What I should have asked was "if I have an unpaired sample, would the other paired samples still be tested for the effect of treatment (the second factor, i.e. "Group") and be controlled for the effect of participant (the first factor, i.e. "ParticipantID")?"
Also, if the answer is "NO", would it still be acceptable to analyze my sample with DESeq2 using a single factor design such as "design = ~ Group"?
Many thanks in advance for your patience.
Sincerely, Ken
If you want to include the unpaired sample, why not use duplicateCorrelation as suggested in the link?
Dear Michael,
Thank you for your reply!
Please correct me if I missed something, but duplicateCorrelation() is a function in limma and I need to work with DESeq2 for the time being for various reasons.
If it is not acceptable to keep the unpaired sample in my dataset with "design ~ ParticipantID + Group", would it be appropriate to use "design ~ Group" instead?
Much appreciation for your patience with me in advance.
Sincerely, Ken
In DESeq2 the unpaired sample won’t be used to estimate treatment unless you drop the pairing variable from the design.
Dear Michael,
I now understand the point I was missing! Thanks for making it clear to me the reason why keeping unpaired samples would not make any difference in the current design.
Please allow me ask one last question:
Because my sample size is quite limited, I am thinking of dropping the pairing variable (i.e.

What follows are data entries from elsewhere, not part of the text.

PR #579, opened 2017-05-24
Update index.md

dlebauer:
Modified to be more accurate and welcoming

---

---

### DIFF
--- a/index.md
+++ b/index.md
@@ -21,7 +21,8 @@ These lessons will start you on a path towards using these resources effectively
 > the word “file” and either “directory” or “folder” (two common words
 > for the same thing), you're ready for this lesson.
 >
-> If you're already comfortable manipulating files and directories,
+> Even if you're already comfortable manipulating files and directories,
 > searching for files with `grep` and `find`, and writing simple loops
-> and scripts, you probably won't learn much from this lesson.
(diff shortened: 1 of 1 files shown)


shwina:
We may be sacrificing correctness here. It *is* true that attendees already familiar with these topics may not get so much out of the workshop. Such attendees have sometimes expressed disappointment with the level of content, and we don't want them to have the wrong idea at the beginning of the lesson that we will be covering topics more advanced than these.

Thoughts? I'd be interested to hear from others as well.

dlebauer:
Good points but I don't think that the use of find and grep covers the scope of the material. Shell scripting and control flow are more advanced than these. 

Hopefully students can assess if the material is useful before they arrive.

From my perspective as an instructor and frequent user of the shell I usually learn / remember something when I read these lessons (of course students don't get all of the content). But it doesn't hurt to be reminded and see how other people use these tools.  Perhaps suggest that students who get bored look at man pages and learn something new.

gdevenyi:
I think this preface is appropriate and up-front about the target audience. If leaners already know those topics, shell-novice isn't for them.

gdevenyi:
Thanks for your discussion and contribution!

Group), so that all of my samples can be tested for the effect of treatment, but would it be wrong to do so?
Many thanks for your kind help.
Sincerely, Ken
I'd say the optimal method would be to use duplicateCorrelation in limma, which figures out the degree to which the samples are correlated according to pair by looking across all genes. You could also diagnose this by eye using plotPCA. If the samples are highly correlated and close in the PCA plot, relative to the difference due to treatment, then you're better off dropping the unpaired sample in DESeq2.